The great service rendered by Ellen Key was that she sounded a clarion cry--a cry that was harsh and discordant in the ears of many who heard it first, but a cry that woke up the womanhood of the world and forced women everywhere to think and to revalue their accepted ideas and traditions. When "The Century of the Child" appeared in 1909, it marked the beginning of a new era, an era which is slow in being fully realized, for it required an upheaval of the thoughts of men which cannot be accomplished in less than a generation. Towards its accomplishment there is no movement which is doing more effectual work than ours for Birth Control. Ellen Key herself never seemed fully conscious of the importance of Birth Control for the accomplishment of her aim of true motherhood, but Birth Control is the necessary corollary to her insistence on the right of every woman to choose motherhood. The essence of her teaching was that women must develop themselves as women--as mothers. They could not reach their full stature by forcing themselves into the molds of life created by men. It was not desirable for the world that they should follow the example of men in education, in industry, in business, in the professions, in government, if the world were to be made fit for little children. The men had not succeeded in doing this. The world, from the point of view of the child, was a failure. It remained for the women to recreate it, and they must do this through the development of their own unique qualities as mothers--through freely chosen, responsible motherhood.

A remarkable object lesson in the relation of over-population to lower standards of civilization was presented to the world early in May when the great general strike broke out in England. It will be recalled that the cause of the strike was the effort of the mine-owners to reduce the wages and increase the hours of the miners. The miners strenuously objected, and trade unions in other lines of industry joined in the fight. It was generally acknowledged that the condition of the miners was considerably worse than it had been in 1914 before the war. It was also conceded that mining was worse paid in England than other lines of work requiring equal skill and fewer privations. But the fact remained that there were 130,000 more miners than could be employed profitably in the industry, and that markets were lacking for English coal--markets that had been available before the war. The birth-rate of miners is higher than that in any other group in England, and it has been the habit of the miners to put their sons into their own industry. Whether England as a whole is over-populated or not, it is plain that the mining industry suffers from over-population and it is a problem beyond the wits of the wisest statesman to find a way out of the difficulty which will not cause wide suffering, and probably a very general lowering of the level of living for hundreds of thousands of English men, women and children.
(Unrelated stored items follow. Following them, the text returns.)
PR #3262, opened 2022-01-02
Forge

LXGaming:
This PR adds support for the [MinecraftForge](https://github.com/MinecraftForge/MinecraftForge) platform, the purpose of this is to be able to run LuckPerms without the need to use alternative platforms such as Bukkit / Forge Hybrids or Sponge.


common/src/main/java/me/lucko/luckperms/common/locale/TranslationManager.java
```diff
@@ -132,6 +132,15 @@ private void loadFromResourceBundle() {
         }
     }
 
+    private ResourceBundle getResourceBundle() {
+        try {
+            return ResourceBundle.getBundle("luckperms", DEFAULT_LOCALE, UTF8ResourceBundleControl.get());
+        } catch (UnsupportedOperationException ex) {
+            // ResourceBundle.Control not supported in named modules
```
lucko, line 139: What's the deal here? At the very least could we add a comment referencing the problem so regressions don't happen in future.

The UTF8ResourceBundleControl is necessary, as suggested, to make sure that the file is loaded with the correct encoding. (this wasn't the case on early Java versions)

We could switch the whole method to load the messages file as an InputStream/Properties object instead if that's more compatible.

forge/src/main/java/me/lucko/luckperms/forge/ForgeClassPathAppender.java
```diff
@@ -0,0 +1,135 @@
...
+import java.nio.file.Path;
+import java.util.Collections;
+import java.util.Enumeration;
+import java.util.Map;
+import java.util.Set;
+import java.util.concurrent.ConcurrentHashMap;
+import java.util.jar.JarEntry;
+import java.util.jar.JarFile;
+
+public class ForgeClassPathAppender extends URLClassLoader implements ClassPathAppender {
```
lucko, line 49: I'm not really sure what's going on here.

Ordinarily, `ClassPathAppenders` are not themselves class loaders - they just facilitate adding jars into the plugin/mod classpath - would be good to add some javadoc to clarify this :)

forge/src/main/java/me/lucko/luckperms/forge/ForgeClassPathAppender.java
```diff
@@ -0,0 +1,135 @@
...
+
+    @Override
+    protected Class<?> findClass(String name) throws ClassNotFoundException {
+        if (invalidClasses.contains(name)) {
+            throw new ClassNotFoundException(name);
+        }
+
+        invalidClasses.add(name);
+        Class<?> validClass = super.findClass(name);
+        invalidClasses.remove(name);
```
lucko, line 69: The `add()` followed by `remove()` seems strange - would a try+catch with a call to `add()` in the catch block not work? I think that would be more "correct"

forge/src/main/java/me/lucko/luckperms/forge/ForgeClassPathAppender.java
```diff
@@ -0,0 +1,135 @@
...
+        return validClass;
+    }
+
+    @Override
+    public void addJarToClasspath(Path file) {
```
lucko, line 74: Some comments to explain what's going on in this method would be good!

forge/src/main/java/me/lucko/luckperms/forge/ForgeClassPathAppender.java
```diff
@@ -0,0 +1,135 @@
...
+        }
+
+        if (this.parentLoaders == null) {
+            return;
+        }
+
+        try (JarFile jarFile = new JarFile(file.toFile(), false)) {
+            for (Enumeration<JarEntry> enumeration = jarFile.entries(); enumeration.hasMoreElements(); ) {
+                JarEntry jarEntry = enumeration.nextElement();
+                if (jarEntry.isDirectory() || !jarEntry.getName().endsWith(".class")) {
```
lucko, line 91: I don't think this approach will work with native libraries or other required resources?

I'm pretty sure some of the JDBC drivers need that

forge/src/main/java/me/lucko/luckperms/forge/ForgeClassPathAppender.java
```diff
@@ -0,0 +1,135 @@
...
+    @Override
+    public void close() {
+        // no-op
+    }
+
+    @SuppressWarnings("unchecked")
+    private Map<String, ClassLoader> getParentLoaders(TransformingClassLoader classLoader) {
+        try {
+            // sun.misc.Unsafe.theUnsafe
+            Field unsafeField = Unsafe.class.getDeclaredField("theUnsafe");
```
lucko, line 120: I would strongly prefer to not need to use `Unsafe` for this

forge/src/main/java/me/lucko/luckperms/forge/ForgeCommandExecutor.java
```diff
@@ -0,0 +1,111 @@
...
+import me.lucko.luckperms.common.sender.Sender;
+import net.minecraft.commands.CommandSourceStack;
+import net.minecraft.commands.Commands;
+import net.minecraftforge.event.RegisterCommandsEvent;
+import net.minecraftforge.eventbus.api.SubscribeEvent;
+
+import java.util.List;
+import java.util.concurrent.CompletableFuture;
+
+public class ForgeCommandExecutor extends CommandManager implements Command<CommandSourceStack>, SuggestionProvider<CommandSourceStack> {
```
lucko, line 47: Could we potentially move some of the generic brigadier stuff to the common module so Fabric/Forge can share it?

forge/src/main/java/me/lucko/luckperms/forge/ForgeSchedulerAdapter.java
```diff
@@ -0,0 +1,63 @@
...
+        public ForkJoinWorkerThread newThread(ForkJoinPool pool) {
+            return new WorkerThread(pool);
+        }
+    }
+
+    private static final class WorkerThread extends ForkJoinWorkerThread {
+
+        private WorkerThread(ForkJoinPool pool) {
+            super(pool);
+            setContextClassLoader(Thread.currentThread().getContextClassLoader());
```
lucko, line 59: Why is this necessary?

Some comments would be good here.

forge/src/main/java/me/lucko/luckperms/forge/ForgeSenderFactory.java
```diff
@@ -0,0 +1,110 @@
...
+            locale = null;
+        }
+
+        sender.sendSuccess(toNativeText(TranslationManager.render(message, locale)), false);
+    }
+
+    @Override
+    protected Tristate getPermissionValue(CommandSourceStack commandSource, String node) {
+        if (commandSource.getEntity() instanceof ServerPlayer) {
+            return ((ServerPlayerBridge) commandSource.getEntity()).bridge$hasPermission(node);
```
lucko, line 82: Can we use the Forge permissions API here instead?

Would be good to minimize Mixin use, as they are the main thing that cause problems on game/Forge version updates.

forge/src/main/java/me/lucko/luckperms/forge/ForgeSenderFactory.java
```diff
@@ -0,0 +1,110 @@
...
+    }
+
+    @Override
+    protected void performCommand(CommandSourceStack sender, String command) {
+        sender.getServer().getCommands().performCommand(sender, command);
+    }
+
+    @Override
+    protected boolean isConsole(CommandSourceStack sender) {
+        return sender.getEntity() == null;
```
lucko, line 103: Are you sure this is correct?

`commandSource.getEntity() != null && name.equals("Server")` is used above to check for console? Although I'm not convinced that's the correct way either..

forge/src/main/java/me/lucko/luckperms/forge/ForgeSenderFactory.java
```diff
@@ -0,0 +1,110 @@
...
+        if (commandSource.getEntity() != null) {
+            return commandSource.getEntity().getUUID();
+        }
+        return Sender.CONSOLE_UUID;
+    }
+
+    @Override
+    protected String getName(CommandSourceStack commandSource) {
+        String name = commandSource.getTextName();
+        if (commandSource.getEntity() != null && name.equals("Server")) {
```
lucko, line 61: What about a player with the username "Server" or an entity with that name.

Could we do an instanceof check instead?

forge/src/main/java/me/lucko/luckperms/forge/LPForgeBootstrap.java
```diff
@@ -0,0 +1,265 @@
...
+    public SchedulerAdapter getScheduler() {
+        return this.schedulerAdapter;
+    }
+
+    @Override
+    public ClassPathAppender getClassPathAppender() {
+        return this.classPathAppender;
+    }
+
+    // lifecycle
```
lucko, line 131: Do the lifecycle listeners support the integrated server correctly?

I think the fabric module is explicit about only enabling for the dedicated server - that's fine with me, but I think the code should enforce it to prevent any confusion.

forge/src/main/java/me/lucko/luckperms/forge/event/ConnectionEvent.java
```diff
@@ -0,0 +1,64 @@
...
+ *  SOFTWARE.
+ */
+
+package me.lucko.luckperms.forge.event;
+
+import com.mojang.authlib.GameProfile;
+import net.minecraft.network.Connection;
+import net.minecraftforge.eventbus.api.Event;
+
+public abstract class ConnectionEvent extends Event {
```
lucko, line 32: Aaaaah a shame that Forge doesn't have these events built-in.. that's a shame.

Do you know if there's any open feature requests for the functionality?

forge/src/main/java/me/lucko/luckperms/forge/messaging/PluginMessageMessenger.java
```diff
@@ -0,0 +1,103 @@
...
+        this.channel.addListener(event -> {
+            String message = event.getPayload().readUtf();
+            this.consumer.consumeIncomingMessageAsString(message);
+            event.getSource().get().setPacketHandled(true);
+        });
+    }
+
+    @Override
+    public void close() {
+        // no-op
```
lucko, line 73: I think the listener can probably be removed, at least??

forge/src/main/java/me/lucko/luckperms/forge/mixin/core/commands/CommandsMixin.java
```diff
@@ -0,0 +1,154 @@
...
+import org.spongepowered.asm.mixin.injection.Inject;
+import org.spongepowered.asm.mixin.injection.Redirect;
+import org.spongepowered.asm.mixin.injection.callback.CallbackInfo;
+
+import java.util.HashMap;
+import java.util.Locale;
+import java.util.Map;
+
+@Mixin(value = Commands.class)
+public abstract class CommandsMixin {
```
lucko, line 52: Some javadocs/comments in this class would be useful.

Same goes for all of the mixins really 😄

forge/src/main/java/me/lucko/luckperms/forge/service/ForgePermissionHandler.java
```diff
@@ -0,0 +1,78 @@
...
+import net.minecraftforge.server.permission.nodes.PermissionNode;
+import net.minecraftforge.server.permission.nodes.PermissionTypes;
+
+import java.util.Collection;
+import java.util.Collections;
+import java.util.HashSet;
+import java.util.Set;
+import java.util.UUID;
+
+public class ForgePermissionHandler implements IPermissionHandler {
```
lucko, line 44: Can we support contexts here?

Additionally, we should be able to support "meta" (prefix, suffix etc) lookups for the other permissiontypes.

Finally, can probably support offline permission lookup if the user data is cached.

lucko (commented):
Hello! 👋 

Many many thanks for the pull request. You've done a great job!

I've left some comments below. Lots of things to consider with new platforms, so please accept my apologies for so many questions!

Main sticking points for me are:
* **Dependency loading** - current impl would be fine if we can guarentee it will never break, but the current Java trends are tending towards the removal of hacks like Unsafe. I think with a bit of tweaking we can find a better way?
* **Permission API support** - I know it's a relatively new addition to Forge, but I think it's important to get the integration right first time. I have some reservations about the design choices but I hope that those can be worked through.
* **Lots of mixins** - well quite a few anyway! I'm keen to minimise them as much as possible, even if it means PRing new APIs to Forge.. that would be a much much better solution.

I'm happy to help resolve the above points! but of course interested to hear your initial replies/comments too.

Looking forward to seeing this finished & merged in 🎉

common/src/main/java/me/lucko/luckperms/common/locale/TranslationManager.java
LXGaming: I believe that [modlauncher](https://github.com/McModLauncher/modlauncher) loads everything as modules which leads to `ResourceBundle.Control` throwing an `UnsupportedOperationException` as it doesn't support being called from a named module, I'm unsure as to why the `ResourceBundle.Control` has this limitation, however it should only affect Java 9+

https://docs.oracle.com/javase/9/docs/api/java/util/ResourceBundle.Control.html#note
"ResourceBundle.Control is not supported in named modules. If the ResourceBundle.getBundle method with a ResourceBundle.Control is called in a named module, the method will throw an UnsupportedOperationException."

> We could switch the whole method to load the messages file as an InputStream/Properties object instead if that's more compatible.

This may be the best way forwards as other platforms may switch to using the Java Module System and may run into the same issue.

forge/src/main/java/me/lucko/luckperms/forge/ForgeClassPathAppender.java
LXGaming: During development `findClass` could end up being recursive which would lead to a StackOverflowError. I re-tested and this doesn't seem to be the case anymore, this is just left overs from when I was testing different Classloaders and could be changed.

forge/src/main/java/me/lucko/luckperms/forge/ForgeClassPathAppender.java
LXGaming: It was easier to just combine them due to hacks needed for [modlauncher](https://github.com/McModLauncher/modlauncher), I can separate them if need be.

forge/src/main/java/me/lucko/luckperms/forge/ForgeClassPathAppender.java
LXGaming: Unfortunately there isn't another option unless modlauncher is open to allowing mods to dynamically add jars at runtime, I did look into using Forges IModLocator but that requires the implementation to know ALL of the jars that need to be loaded in advanced, From what I can tell LuckPerms doesn't know this until after the configuration has been read but that requires loading configuration jars first, One potential solution is to ship the Forge build of LuckPerms with the dependencies required to read the configuration so that the rest of the required jars are known and can be loaded.

This is what happens with normal reflection:
`java.lang.reflect.InaccessibleObjectException: Unable to make field private final java.util.Map cpw.mods.cl.ModuleClassLoader.parentLoaders accessible: module cpw.mods.securejarhandler does not "opens cpw.mods.cl" to module luckperms`

forge/src/main/java/me/lucko/luckperms/forge/ForgeClassPathAppender.java
LXGaming: The parentLoaders is used by modlauncher for loading classes not resources.

Resources including JDBC drivers are loaded fine (Tested H2 & MySQL) as they call `getResourceAsStream` which uses the ClassLoader which loaded the class, in the case of H2 it's the `IsolatedClassLoader` and for MySQL it's the `ForgeClassPathAppender` as these ClassLoaders extend URLClassLoader they themselves handling pulling the resources from the jars.

forge/src/main/java/me/lucko/luckperms/forge/ForgeClassPathAppender.java
LXGaming: Comments added

forge/src/main/java/me/lucko/luckperms/forge/ForgeSchedulerAdapter.java
LXGaming: Comments added, I originally documented the reason for this in the commit message https://github.com/LuckPerms/LuckPerms/pull/3262/commits/ec8b8565977a22d42883278968f1f84bed3e93a9

forge/src/main/java/me/lucko/luckperms/forge/LPForgeBootstrap.java
LXGaming: Yes, I've tested running LuckPerms on the integrated server and it worked fine, I can make it server side only if you'd prefer.

forge/src/main/java/me/lucko/luckperms/forge/ForgeSenderFactory.java
LXGaming: The Forge [PermissionAPI.getPermission](https://github.com/MinecraftForge/MinecraftForge/blob/335cb5edc4467a213a01a315e75aad5aa3569f34/src/main/java/net/minecraftforge/server/permission/PermissionAPI.java#L67-L81) requires that the node being looked up has been registered. Not sure if this is doable

UeberallGebannt:
Are there any news about how this is going?

Razernok:
Are there plans to make this actually happen?

UeberallGebannt:
Would be very nice since Velocity is currently debating adding forge support for modern FML

Razernok:
sadly, hybrid servers like mohist, magma, or spongeforge hate modpacks. i always had issues like players unable to login.
i tried going that route first so i could have a few plugins like luckperms.

UeberallGebannt:
Well personally, I'm running ~5 modpack servers on Magma 1.12, and had much more running without issues.
However as hybrids are nowhere near playable on 1.16+ for larger servers, having a native Forge mod would be much better

lucko:
@LXGaming Thank you for resolving lots of my comments and merging master back in!

I will try to take another look soon, I think we're pretty close! :D

forge/src/main/java/me/lucko/luckperms/forge/mixin/core/commands/CommandsMixin.java
```diff
@@ -0,0 +1,91 @@
...
+        map.put(event.getNode(), suggestionNode);
+
+        fillUsableCommands(event.getNode(), suggestionNode, source.withPermission(4), map);
+    }
+
+    /**
+     * Forge will only re-throw the Exception passed in the {@link net.minecraftforge.event.CommandEvent CommandEvent} if it's an unchecked Exception,
+     * this behaviour prevents a {@link CommandSyntaxException CommandSyntaxException} from being propagated through the event.
+     *
+     * TODO Fix upstream.
```
LXGaming, line 76: This Mixin can be removed when this is merged: https://github.com/MinecraftForge/MinecraftForge/pull/8590

forge/src/main/java/me/lucko/luckperms/forge/event/ConnectionEvent.java
LXGaming: It appears that a PR for something very similar was closed due to the use cases (including LuckPerms use case of preloading data) needing more justification.

I'm assuming that due to this Forge is not open to this functionality.

https://github.com/MinecraftForge/MinecraftForge/pull/8393

forge/src/main/java/me/lucko/luckperms/forge/LPForgeBootstrap.java
lucko: Nope, this is fine :)

forge/src/main/java/me/lucko/luckperms/forge/ForgeClassPathAppender.java
lucko: @LXGaming I think it might make it clearer if they were separate?

forge/src/main/java/me/lucko/luckperms/forge/mixin/core/server/network/ServerLoginPacketListenerImplMixin.java
```diff
@@ -0,0 +1,100 @@
...
+        if (!this.gameProfile.isComplete()) {
+            this.gameProfile = this.createFakeProfile(this.gameProfile);
+        }
+
+        if (this.luckperms$authenticated) {
+            return;
+        }
+
+        this.luckperms$authenticated = true;
+        MinecraftForge.EVENT_BUS.post(new ConnectionEvent.Auth(this.connection, this.gameProfile));
```
lucko, line 83: Just to confirm - we can safely perform blocking calls here without disrupting the server thread?

LXGaming: This would run on the server thread however the only usage for this event is to allow LuckPerms to setup a `CompletableFuture` for asynchronously preloading player data while the Forge negotiation takes place, there is no blocking operation.

On `PlayerEvent.LoadFromFile` the `CompletableFuture` is blocked until completion, This might actually be an issue although the solution would to replace `get()` with `getNow(false)` so that throws if it's not completed.

I could remove these events entirely however there would need to be a statically accessible instance of LPForgePlugin as it's not possible to obtain it.

https://github.com/LuckPerms/LuckPerms/blob/ab07f1f5391534a199ba38e195f6df9c7263e04f/forge/src/main/java/me/lucko/luckperms/forge/listeners/ForgeConnectionListener.java#L59-L94
https://github.com/LuckPerms/LuckPerms/blob/ab07f1f5391534a199ba38e195f6df9c7263e04f/forge/src/main/java/me/lucko/luckperms/forge/listeners/ForgeConnectionListener.java#L106-L111

forge/src/main/java/me/lucko/luckperms/forge/listeners/ForgeConnectionListener.java
```diff
@@ -0,0 +1,161 @@
...
+                this.plugin.getEventDispatcher().dispatchPlayerLoginProcess(profile.getId(), profile.getName(), null);
+                return !this.plugin.getConfiguration().get(ConfigKeys.CANCEL_FAILED_LOGINS);
+            }
+        }, this.plugin.getBootstrap().getScheduler().async());
+
+        this.pendingConnections.put(profile.getId(), future);
+    }
+
+    @SubscribeEvent
+    public void onPlayerLoadFromFile(PlayerEvent.LoadFromFile event) {
```
LXGaming, line 97: TODO Fix: This event gets fired BEFORE the `player.connection` field has been set and results in the catch logic failing.
This may unfortunately require another Mixin as Forge doesn't have any events that fit.

forge/src/main/java/me/lucko/luckperms/forge/ForgeClassPathAppender.java
LXGaming: I've figured out how to avoid using `Unsafe` by reviewing how Bukkit, Bungee and Sponge are loaded via the `LoaderBootstrap`.

The only downside I've found so far is that Forge events have to be manually registered due to the ASM that Forge generates not taking the event classes classloader in account which results in ClassNotFoundExceptions on event invocation.

[LXGaming/LuckPerms@forge-loader](https://github.com/LXGaming/LuckPerms/commit/263acdac710909dfcc3c50ed3396ee7ddc1a2fa2)

forge/src/main/java/me/lucko/luckperms/forge/mixin/core/server/network/ServerLoginPacketListenerImplMixin.java
lucko: Hmm `getNow(false)` isn't going to work.

We need to block the player connection handling while the database load is performed. This could take >100ms, so it's really important that we block and wait, and not just "hope" that it completes async by the time we need it.

All other platforms have an event or some sort of construct for this: 

https://github.com/LuckPerms/LuckPerms/blob/c35958b88ec05022270461d2b8c522c8d991a008/bukkit/src/main/java/me/lucko/luckperms/bukkit/listeners/BukkitConnectionListener.java#L91

https://github.com/LuckPerms/LuckPerms/blob/c35958b88ec05022270461d2b8c522c8d991a008/fabric/src/main/java/me/lucko/luckperms/fabric/listeners/FabricConnectionListener.java#L80-L81

You can see the Fabric impl with Mixins here: https://github.com/FabricMC/fabric/tree/1.18.2/fabric-networking-api-v1

https://github.com/FabricMC/fabric/blob/1.18.2/fabric-networking-api-v1/src/main/java/net/fabricmc/fabric/mixin/networking/ServerLoginNetworkHandlerMixin.java#L59-L65
https://github.com/FabricMC/fabric/blob/1.18.2/fabric-networking-api-v1/src/main/java/net/fabricmc/fabric/impl/networking/server/ServerLoginNetworkAddon.java#L70-L111

My strong preference would be to request + wait for this functionality to exist in Forge. I'm relucant to hack our own hooks in with Mixins for this sort of thing...

LXGaming: Hey @lucko, I was wondering if you could provide your thoughts and reasoning as to why LuckPerms needs this event added to Forge and why consumers of LuckPerms need the user data early.
https://github.com/MinecraftForge/MinecraftForge/pull/8599

joaoespanhol:
forge approved pull request  https://github.com/MinecraftForge/MinecraftForge/pull/8599
how have feedback?

joaoespanhol:
how have link for download?
for testing mod

LXGaming:
> how have link for download? for testing mod

There isn't one, It's still being actively developed.

lucko:
> how have link for download? for testing mod

@joaoespanhol Please stop pestering - it'll be ready when it's ready. Asking for updates isn't going to make things progress any faster.

common/src/main/java/me/lucko/luckperms/common/locale/TranslationManager.java
LXGaming: With the jar-in-jar system this is no longer an issue as the `TranslationManager` is no longer being loaded from a named module.

However it should be noted that this issue could reappear in the future as platforms advance to Java 9+ and adopt the Java Module System.

forge/src/main/java/me/lucko/luckperms/forge/ForgeCommandExecutor.java
LXGaming: Good idea, Didn't realize Fabric added command selector support for LuckPerms commands via this system.
Any thoughts on this https://github.com/LuckPerms/LuckPerms/pull/3262/commits/2f5b44e16763bc87c4aaac6cc5e5161310b0505a I've common the Fabric and Forge brigadier logic together as best as I could, The `resolveSelectors` has to remain platform dependent due to the different Minecraft mappings.

I created the `BrigadierCommandExecutor` as I didn't want to implement brigadier directly into the `CommandManager` incase it broke platforms that don't have or use brigadier.

lucko: Yes, looks good!

common/src/main/java/me/lucko/luckperms/common/http/AbstractHttpClient.java
```diff
@@ -51,4 +52,15 @@ protected Response makeHttpRequest(Request request) throws IOException, Unsucces
         }
         return response;
     }
+
+    public void shutdown() {
```
lucko, line 56: This change was implemented a little differently on the master branch recently -- 5647b2e5c6b13f685f492e49e4af83d7ffa402fa

If you rebase I think this can be removed :)

common/src/main/java/me/lucko/luckperms/common/plugin/scheduler/WorkerThreadFactory.java
```diff
@@ -0,0 +1,49 @@
...
+        return new WorkerThread(pool);
+    }
+
+    private static final class WorkerThread extends ForkJoinWorkerThread {
+
+        private WorkerThread(ForkJoinPool pool) {
+            super(pool);
+            // By default, the ContextClassLoader is set to the SystemClassLoader, This causes ClassNotFoundExceptions
+            // due to modlauncher loading LuckPerms on its TransformingClassLoader,
+            // we must replace the ContextClassLoader with the current one to ensure the correct ClassLoader is used.
```
lucko, line 44: Is this still needed now we're using jar-in-jar?

forge/src/main/java/me/lucko/luckperms/forge/messaging/PluginMessageMessenger.java
```diff
@@ -0,0 +1,98 @@
...
+            ServerPlayer player = this.plugin.getBootstrap().getServer()
+                    .map(MinecraftServer::getPlayerList)
+                    .map(PlayerList::getPlayers)
+                    .map(players -> Iterables.getFirst(players, null))
+                    .orElse(null);
+            if (player == null) {
+                return;
+            }
+
+            FriendlyByteBuf byteBuf = new FriendlyByteBuf(Unpooled.buffer());
```
lucko, line 84: Recently discovered that the utf8 format used by FriendlyByteBuf isn't quite the same as what LP expects.

If we rebase, can switch to use the newly added `AbstractPluginMessageMessenger` - copy the change made to Fabric: https://github.com/LuckPerms/LuckPerms/commit/c35958b88ec05022270461d2b8c522c8d991a008#diff-022aacd2913f3d175268a7ede8f4176df3b1e0739c96885d3599116a7595a2c7

forge/src/main/java/me/lucko/luckperms/forge/model/ForgeUser.java
```diff
@@ -0,0 +1,128 @@
...
+import me.lucko.luckperms.common.model.User;
+import me.lucko.luckperms.common.verbose.event.CheckOrigin;
+import net.luckperms.api.query.QueryOptions;
+import net.luckperms.api.util.Tristate;
+import net.minecraft.server.level.ServerPlayer;
+
+import java.util.Locale;
+import java.util.function.Function;
+
+public class ForgeUser {
```
lucko, line 41: Sorry.. I know we removed Mixins, but this seems like a good candidate... what do you think?

Failing that, the other option would be to use the InlineQueryOptionsSupplier, like BungeeCord does: https://github.com/LuckPerms/LuckPerms/blob/master/bungee/src/main/java/me/lucko/luckperms/bungee/context/BungeeContextManager.java#L64

I'd prefer that as opposed to having an additional map of users in the context manager

forge/src/main/java/me/lucko/luckperms/forge/util/EventBusUtil.java
```diff
@@ -0,0 +1,95 @@
...
+import java.lang.invoke.CallSite;
+import java.lang.invoke.LambdaMetafactory;
+import java.lang.invoke.MethodHandle;
+import java.lang.invoke.MethodHandles;
+import java.lang.invoke.MethodType;
+import java.lang.reflect.Method;
+import java.lang.reflect.Modifier;
+import java.util.function.Consumer;
+
+public class EventBusUtil {
```
lucko, line 41: Please could you add some JavaDocs here to explain what's happening / why it is necessary? :)

lucko (changes requested):
Getting very close! Exciting stuff! 😄 

Just a few more comments / suggestions for your consideration. :)

forge/src/main/java/me/lucko/luckperms/forge/model/ForgeUser.java
LXGaming: I've switched to using Forge Capabilities https://github.com/LuckPerms/LuckPerms/pull/3262/commits/21f3805cf3355cb346cf2e87dbb4af6d645f8597 the `UserCapability` (previously `ForgeUser`) is stored on the `ServerPlayer` object without the need for Mixins.

forge/src/main/java/me/lucko/luckperms/forge/util/EventBusUtil.java
LXGaming: Yeah absolutely, I'll be doing a pass over the changes to add documentation.

forge/src/main/java/me/lucko/luckperms/forge/service/ForgePermissionHandler.java
LXGaming: I've added context and offline permission / meta support, not entirely sure if this is the correct way to add contexts to a existing `QueryOptions`
https://github.com/LuckPerms/LuckPerms/blob/fed94e36fd55a919dff75a0a4d0b3e063f1d480d/forge/src/main/java/me/lucko/luckperms/forge/service/ForgePermissionHandler.java#L125-L134

Verbose:
- Online: https://luckperms.net/verbose/wyDwvVie8t
- Offline: https://luckperms.net/verbose/l80gEzDrxg

forge/src/main/java/me/lucko/luckperms/forge/model/ForgeUser.java
lucko: Perfect :+1:

lucko (approved):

What is clearly discernible on a large scale for nations and industries is also equally true for families. Dr. C. O. Sauer, head of the Geography Department of the University of California, recently declared that a lower standard of living would help to solve the problem of finding food and shelter for the ever growing population of the world. It does not take a university professor to find out that too many children in the family of a working man means a lowering of standards for the whole family. The mother soon finds that it is impossible to give the large family as good food as she could easily supply to a smaller number. The house becomes congested. We read of "two rooms for a family of six," "man and wife and five children crowded into three rooms," and even of worse housing conditions--conditions which would not be tolerated in a public institution for our dependent poor. Educational standards have to be lowered. The children must leave school just as soon as they can get their working papers and the dream of a high school course fades away. Books, lectures, music, cultural possibilities become an almost absurd impossibility for the over-burdened mother and the hard-driven father of too large a family, while any continued sickness--so probably a contingency when people are underfed--breaks down their independence and lays a burden on the whole community. Does unrestrained reproduction destroy civilization? Ask mother, she knows!